• Collected data
PR #417, opened 2026-07-10
Add system_insights table (JSONB seam for ZTMF Insights)

### LINKED ISSUE #416: Add system_insights table (JSONB seam for ZTMF Insights)
## What
Add `public.system_insights` via a numbered tern migration in `backend/cmd/api/internal/migrations/`, following the exact pattern of `0038systemenrichment.go`. Use the **next available** number - `0047` as of this writing (highest is `0046targetmaturity.go`), but confirm the highest in `backend/cmd/api/internal/migrations/` at implementation time; migrations are landing fast. File: `00XXsysteminsights.go` (e.g. `0047systeminsights.go`).

```go
package migrations

func init() {
	getMigrator().AppendMigration(
		"add generic system_insights extension table",
		// UP: Generic, insight-agnostic per-question extension point owned by ztmf
		// core. The ztmf-insights insights-sync lambda populates the jsonb payload
		// from Snowflake (CORE.ZTMF_ENRICHMENT_INSIGHTS), keyed on
		// (fismasystemid, questionid). Adding or removing insight fields (Kion,
		// SecurityHub, Hardenize, CFACTS, ARS scores/evidence) is a payload-key
		// change in that pipeline and requires no change here. Keyed on
		// fismasystemid (the app PK, always populated for every OpDiv and matching
		// the API param + users_fismasystems RBAC) rather than fisma_uuid. No FK:
		// this is a disposable TRUNCATE+INSERT sync cache, mirroring
		// system_enrichment; fisma_uuid is kept inside the payload for display.
		`CREATE TABLE IF NOT EXISTS public.system_insights (
			fismasystemid INTEGER     NOT NULL,
			questionid    INTEGER     NOT NULL,
			payload       JSONB       NOT NULL,
			synced_at     TIMESTAMPTZ NOT NULL DEFAULT NOW(),
			PRIMARY KEY (fismasystemid, questionid)
		);`,
		// DOWN
		`DROP TABLE IF EXISTS public.system_insights;`)
}
```

## Why
Carries per-system x question ZTMF Insights scoring (Kion / SecurityHub / Hardenize / CFACTS / ARS) from Snowflake into Aurora so the API can serve it for the 8/1 HHS data-call user testing. This is a distinct grain from `system_enrichment`, which carries per-**system** CFACTS metadata keyed on `fisma_uuid`; `system_insights` is the per-**question** insights seam.

## Design decisions (locked)
- **Generic JSONB seam, not typed columns.** All scoring/evidence lives in `payload`; adding a field later is a payload-key change with no further ztmf migration - same philosophy as `system_enrichment` (0038).
- **Key = `(fismasystemid, questionid)`.** `fismasystemid` (the app's own PK) is the natural key: it matches the API param (`?fismasystemid=`) and the RBAC scoping (`users_fismasystems`) directly, for both reads and writes. `fisma_uuid` is kept inside the payload for display, not as the key. The choice is about API/RBAC alignment, not uuid availability (see scope below - every row here has a uuid anyway).
- **CMS-only data scope.** The insights SDL (Snowflake) holds CMS data only - HHS is not in this SDL and will not be. So `system_insights` will only ever be populated for CMS-OpDiv systems, all of which have a `fisma_uuid`. The schema stays generic and OpDiv-neutral (ztmf core owns it), but the *data* is CMS-scoped, which is why the downstream `/insights` surface is CMS-conditional.
- **No foreign key (deliberate).** Mirrors `system_enrichment`: this is a disposable TRUNCATE+INSERT sync cache written by the lambda, so a FK to `fismasystems` / `questions` would only risk sync failures on a system/question mid-change. Referential integrity is the sync's responsibility, not the schema's.
- **No datacall dimension** - grain is current-state per system x question.
- **Table owned by ztmf core.** The migration lives here; the ztmf-insights `insights-sync` lambda only writes to it (never creates or migrates it).

## Downstream (both block on this table)
- `GET /api/v1/insights?fismasystemid=&questionid=` (this repo). Its model (`FindSystemInsights`) will scope reads with the same predicates as `FindScores` / `FindScoreProgress` - `users_fismasystems` + `opdiv_id`, fail-closed on empty grants - which the `fismasystemid` key supports directly. No new authz model needed.
- `insights-sync` lambda (ztmf-insights repo): `CORE.ZTMF_ENRICHMENT_INSIGHTS` -> this table.

Target: table + migration merged Week 1 (7/13-7/17).

## Acceptance
- [ ] Migration `00XXsysteminsights.go` (next available number; `0047` at time of writing) adds `public.system_insights` with the DDL above (`CREATE TABLE IF NOT EXISTS`, `func init()` + `getMigrator().AppendMigration`, matching 0038)
- [ ] Down migration drops it cleanly
- [ ] `make dev-setup` applies it clean; `\d system_insights` shows the composite PK
- [ ] Applied to dev

danielbowne:
## What

Adds `public.system_insights` via migration `0047systeminsights.go`, following the pattern of `0038systemenrichment.go`.

```
public.system_insights (
  fismasystemid INTEGER     NOT NULL,
  questionid    INTEGER     NOT NULL,
  payload       JSONB       NOT NULL,
  synced_at     TIMESTAMPTZ NOT NULL DEFAULT NOW(),
  PRIMARY KEY (fismasystemid, questionid)
)
```

## Why

This carries per-system x question ZTMF Insights scoring (Kion / SecurityHub / Hardenize / CFACTS / ARS) from Snowflake into Aurora so the API can serve it for the HHS data-call user testing. It is a distinct grain from `system_enrichment`, which carries per-system CFACTS metadata keyed on `fisma_uuid`; `system_insights` is the per-question seam.

## Design decisions

- **Generic JSONB payload, not typed columns.** All scoring and evidence live in `payload`, so adding a field later is a pipeline payload-key change with no further migration - same approach as `system_enrichment`.
- **Key is `(fismasystemid, questionid)`.** `fismasystemid` is the app's own PK and matches both the API param and the `users_fismasystems` RBAC scoping directly, for reads and writes. `fisma_uuid` stays inside the payload for display.
- **No foreign key (deliberate).** Mirrors `system_enrichment`: a disposable TRUNCATE+INSERT sync cache written by the lambda. A FK to `fismasystems` / `questions` would only risk sync failures on a system or question mid-change; referential integrity is the sync's responsibility.
- **No datacall dimension.** Grain is current-state per system x question.
- **Table owned by ztmf core.** The migration lives here; the ztmf-insights sync lambda only writes to it.

## Testing

- `make dev-setup` applies the migration clean on a fresh database.
- `\d public.system_insights` shows the composite primary key.
- Backend compiles.

Closes #416

### DIFF
--- a/backend/cmd/api/internal/migrations/0047systeminsights.go
+++ b/backend/cmd/api/internal/migrations/0047systeminsights.go
@@ -1,0 +1,24 @@
+package migrations
+
+func init() {
+	getMigrator().AppendMigration(
+		"add generic system_insights extension table",
+		// UP: Generic, insight-agnostic per-question extension point owned by ztmf
+		// core. The ztmf-insights sync lambda populates the jsonb payload from
+		// Snowflake, keyed on (fismasystemid, questionid). Adding or removing
+		// insight fields (Kion, SecurityHub, Hardenize, CFACTS, ARS scores or
+		// evidence) is a payload-key change in that pipeline and requires no change
+		// here. Keyed on fismasystemid (the app PK, always populated and matching
+		// the API param + users_fismasystems RBAC) rather than fisma_uuid, which is
+		// kept inside the payload for display. No FK: this is a disposable
+		// TRUNCATE+INSERT sync cache, mirroring system_enrichment.
+		`CREATE TABLE IF NOT EXISTS public.system_insights (
+			fismasystemid INTEGER     NOT NULL,
+			questionid    INTEGER     NOT NULL,
+			payload       JSONB       NOT NULL,
+			synced_at     TIMESTAMPTZ NOT NULL DEFAULT NOW(),
+			PRIMARY KEY (fismasystemid, questionid)
+		);`,
+		// DOWN
+		`DROP TABLE IF EXISTS public.system_insights;`)
+}


jsos3-cms (approved):
Approving the easiest PR ever, a non-functional schema change for a future endpoint :P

• Task to complete
Which lines hold the string "DEFAULT"? Copy all of them from the data above.

• Result
			synced_at     TIMESTAMPTZ NOT NULL DEFAULT NOW(),
  synced_at     TIMESTAMPTZ NOT NULL DEFAULT NOW(),
+			synced_at     TIMESTAMPTZ NOT NULL DEFAULT NOW(),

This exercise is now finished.